# #QUESTION: Should the Atkins proposals get built???



## Insane alex (Aug 24, 2004)

EMIRATES MEDIA HEADQUARTERS 










Status : Winner of limited design competition
This competition winning Headquarters building deals with the complex nature of the design brief. A areful integration of the secure and restricted TV and radio studio areas are seamlessly integrated with the public, commercial and office spaces in this iconic building portraying the image and aspirations of the Abu Dhabi based communications network.

The building form is broken down into three distinct forms: the 23-storey office tower with the uppermost three floors reserved for VIP use; the communication mast towering to a height of 15Cm and five storey podium at ground level. The focal point of the whole composition is the floating bronze-clad sphere. Suspended from the 23rd floor, this volume will house the Chairman's office and private theatre.



AL KAZIM TOWERS










Location : Dubai, United Arab Emirates

Client : Al Kazim Group of Companies

Size : Total built up area: 137,000sqm

Features : Tower one: 45 storeys, 
Tower two: 45 storeys
490 apartments, 700 car parking spaces, 
Swimming pool, gymnasium

Status : Concept Design

Merits : Winner of limited design competition
Strategically located in Dubai Media City, this competition winning twin tower development stands facing the Arabian Gulf. This innovative design incorporates three wind turbines with giant propellers aimed to harness the power of the northwesterly breeze, thus generating a substantial part of the electricity required to service the towers.

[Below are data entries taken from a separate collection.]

PR #1344, opened 2023-04-01
Remove isEditable option from style source

TrySound:

isEditable is inferrable from the local "source" of style source. And no need to be passed into every item.

## Code Review

  - test it on preview

## Before requesting a review

- [ ] made a self-review

## Before merging

- [ ] added tests


kof:
What about future use cases like tag styles? I think we may have more sources that are not editable potentially

TrySound:
We will add `|| source === 'tag'`

TrySound:
Like we already have all the info necessary in input. We already have check by source.

kof (approved):

PR #215, opened 2022-01-03
fix(vue): find correct tag when `ComponentModelConfig.elements` is not an array

yigityuce:
**Output Target**: Vue

**Issue Definition:**
If you have a component with a tag which is included by other component tag name and the "other" component has model config with single string "elements" property, this causes wrongly definition of model config for the first component.

**Example:**
```ts
const componentConfig: ComponentModelConfig[] = [
  {
    elements: 'my-list-item',
    event: 'selectedChange',
    targetAttr: 'selected'
  }
];
```

Lets say I have a model config definition for "my-list-item" component and I have 2 components; "my-list-item" and "my-list".
The current behavior of the autogenerated component definition is:

```ts
export const MyListItem = /*@__PURE__*/ defineContainer<Components.MyListItem>('my-list-item', undefined, [],
'selected', 'selectedChange');

export const MyList = /*@__PURE__*/ defineContainer<Components.MyList>('my-list', undefined, [],
'selected', 'selectedChange');
```

Expected behavior: 

```ts
export const MyListItem = /*@__PURE__*/ defineContainer<Components.MyListItem>('my-list-item', undefined, [],
'selected', 'selectedChange');

export const MyList = /*@__PURE__*/ defineContainer<Components.MyList>('my-list', undefined);
```

**Workaround for current implementation:**
If the user defines the element tag as an array within the model config this fixes the issue by applying a workaround.

```ts
const componentConfig: ComponentModelConfig[] = [
  {
    elements: ['my-list-item'],
    event: 'selectedChange',
    targetAttr: 'selected'
  }
];
```

However the better way is to check the elements property is array and find the model config regarding this.


christian-bromann:
@yigityuce would you be open to revive this PR, would love to get these changes in.

OS-jacobbell (approved):

OS-jacobbell:
This fix makes sense to me. I resolved the merge conflicts and updated it for the current state of the main branch.

PR #216, opened 2022-01-05
fix(react): use createElement named import for better compatibility with Vite

liamdebeasi:
Using `React.createElement` causes Vite to render all components in a Stencil app as `<tagname>` rather than the actual Web Component. See original Ionic issue: https://github.com/ionic-team/ionic-framework/issues/24229

I have identified this to be a Vite bug. See Vite issue: https://github.com/vitejs/vite/issues/6104

According to https://github.com/vitejs/vite/issues/6104#issuecomment-999050698, using the `createElement` named import instead of `React.createElement` fixes the issue. I have verified that this does indeed fix the issue.

I propose we merge this PR in order to get developers unstuck.

### DIFF
--- a/packages/react-output-target/react-component-lib/createComponent.tsx
+++ b/packages/react-output-target/react-component-lib/createComponent.tsx
@@ -1,4 +1,4 @@
-import React from 'react';
+import React, { createElement } from 'react';
 
 import {
   attachProps,
@@ -80,7 +80,7 @@ export const createReactComponent = <
         style,
       };
 
-      return React.createElement(tagName, newProps, children);
+      return createElement(tagName, newProps, children);
     }
 
     static get displayName() {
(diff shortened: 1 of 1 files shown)


packages/react-output-target/react-component-lib/createComponent.tsx
```diff
@@ -80,7 +80,7 @@ export const createReactComponent = <
         style,
       };
 
-      return React.createElement(tagName, newProps, children);
+      return createElement(tagName, newProps, children);
```
rwaskiewicz, line 83: This feels like it could be easily regressed by someone that doesn't have background knowledge of why we made this change. It may be worthwhile to add a small explainer comment stating we need to use `createElement` in this way + a link to the issue you opened up in the Vite repo

rwaskiewicz (approved):

PR #220, opened 2022-01-15
refactor: updated rimraf dependency

mfranzke:
### Changes

- The breaking change to major version 3 was the following according to the [changelog](https://github.com/isaacs/rimraf/blob/main/CHANGELOG.md#v40):
  > Drop support for Node.js below version 14
  > Remove `glob` dependency entirely. This library now only accepts actual file and folder names to delete.

  (the latter got readded with version 4.2)
- The breaking change to major version 3 was the following according to the [changelog](https://github.com/isaacs/rimraf/blob/main/CHANGELOG.md#v30):
  > Drop support for Node.js below version 6


package.json
```diff
@@ -22,7 +22,7 @@
     "lerna-changelog": "^1.0.1",
     "np": "^6.0.2",
     "prettier": "2.7.1",
-    "rimraf": "^2.6.3",
+    "rimraf": "^4.2.0",
```
rwaskiewicz, line 25: Hey @mfranzke 👋 

Can you do me a favor and run
```
npm install rimraf@4.2.0
```
from the root of this project? CI is currently failing, as this dependency update is not reflected in `./package-lock.json` (causing `npm ci` to fail)

rwaskiewicz (changes requested):

package.json
mfranzke: Hey @rwaskiewicz, yes, sure, I sadly missed that.

rwaskiewicz (approved):
looks good to me - thanks!

Issue #233, opened 2022-03-02
bug: Vue output modelValue is required


markbrockhoff:
Hello,

I noticed that the generated types for Vue always require the property v-model to be defined.
This becomes especially noticeable when using tools like vue-tsc or volar for typechecking a vue project.

![image](https://user-images.githubusercontent.com/95471369/156342151-38dbc8d5-7fcb-4117-86cb-9ddf2da33af0.png)

From my understanding, this comes from the interface `InputProps` defined in the generated file vue-component-lib/utils.ts.
Simply making the property `modelValue` optional seemed to fix the problem in my testing.

```ts
export interface InputProps extends Object {
  modelValue?: string | boolean;
}
```

I already created a small PR to implement the suggested fix: #234

markbrockhoff:
Hi @sean-perkins thanks for the quick response. 
Sure, I created a small demo repo containing the stencil-component-starter, the vue-output-target and a simple vue 3 app showing the problem: https://github.com/markbrockhoff/stencil-component-starter
There's a small readme and a demo bash script that sets everything up for you and reproduces the error.

sean-perkins:
Thanks @markbrockhoff! I'll try to clone and validate this weekend, Monday at the latest.

markbrockhoff:
Is there a date when this fix will be released? It'd be great if we could use it as soon as possible

PR #234, opened 2022-03-02
fix(vue): made modelValue optional

markbrockhoff:
Fixes: #233

### DIFF
--- a/packages/vue-output-target/package-lock.json
+++ b/packages/vue-output-target/package-lock.json
@@ -1,12 +1,12 @@
 {
   "name": "@stencil/vue-output-target",
-  "version": "0.6.0",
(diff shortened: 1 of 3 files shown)


sean-perkins (changes requested):
Confirmed the fix in your reproduction. The optional interface type makes sense.

Can you revert the changes to package.json/package-lock.json? I believe those are auto-versioned through our lerna workspace when releasing. Look at the previous commits to the repo, it looks like maintainers will commit the version change when the package is released.

Thanks!

markbrockhoff:
Thank you! Sure, I just reverted it.

sean-perkins (approved):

The towers accommodate 490 apartments in a combination of one-bedroom, two-bedroom and three-bedroom configurations. Car parking is moved to the basement and podium level which also houses the health club and swimming pool.


UNNAMED MARINA TOWER










Location : Dubai, United Arab Emirates

Client : Confidential

Size : Total built up area: 82,700sqm

Features : 60 storeys
55 storeys of residential apartments
218 apartments, Two-storey penthouse
Two-storey basement,
Ground and three-storey parking,
406 car parking spaces

Status : Concept design
This 60-storey residential building is carried by three stone clad structural 'legs' that are part of the unique form-making features of the building. These join at the apex, supporting a mast that extends the overall height of the building to 330m in total.

The 55 residential floors are a combination of two-bedroom, three-bedroom and four-bedroom apartments all with a sea view. Recreational facilities are located on the podium deck level with an 'infinity-edge' pool, also facing the sea.




OASIS TOWERS










Location : Dubai, United Arab Emirates

Client : Confidential

Size : Total built up area: 122,204sqm

Features : Tower one: 30 storeys,
154 rooms and 140 serviced apartments
Tower two: 40 storeys, 210 apartments
Basement parking for 900 cars

Status : Concept design
The twin tower proposal for Oasis Towers is linked by the triple volume foyer of the hotel tower that will house restaurants, retail outlets, conference rooms and auditoriums. The proposed location for this development is Dubai Marina. A bridge link connects the development with that of the Oasis hotel opposite.


----------



## Dubai-Lover (Jul 4, 2004)

this sub-forum is just for approved and uc towers
this one is just a proposal
if we'd post every possible tower,... oh my

i moved it to normal forum and opened a discussion about if the atkins towers should get built


----------



## Insane alex (Aug 24, 2004)

ohh, ok sry, didnt know, but too bad,


----------



## Qatar4Ever (Feb 3, 2004)

i love atkins and what they are doing throughout the gulf..


----------



## Dubai-Lover (Jul 4, 2004)

no doubt, atkins is one of the best designers world-wide
very modern and futuristic but not too much of it
if i had to make the decision i would approve all of them


----------



## Bahraini Spirit (Dec 14, 2002)

these guys have the best designs, i mean pure genius and extra appeal.


----------



## Guest (Oct 11, 2004)

I believe everybody has to take atkins as an example


----------



## SA BOY (Mar 29, 2003)

the first one is one word-YUK
60 story beauty is cool


----------



## Trances (May 19, 2003)

AL KAZIM TOWERS
ok yes please love these ones
UNNAMED MARINA TOWER is not great but still one of kind


----------



## ahmedr (Feb 1, 2004)

The 60-story tower is okay but its already too similar to al salam and damas towers. My favourites are the Oasis Towers.


----------



## Trances (May 19, 2003)

OASIS TOWERS
dull and low rise


----------



## DamienK (Sep 11, 2002)

Is this WS Atkins, architects of the Burj al Arab?


----------



## AltinD (Jul 15, 2004)

Yes.


----------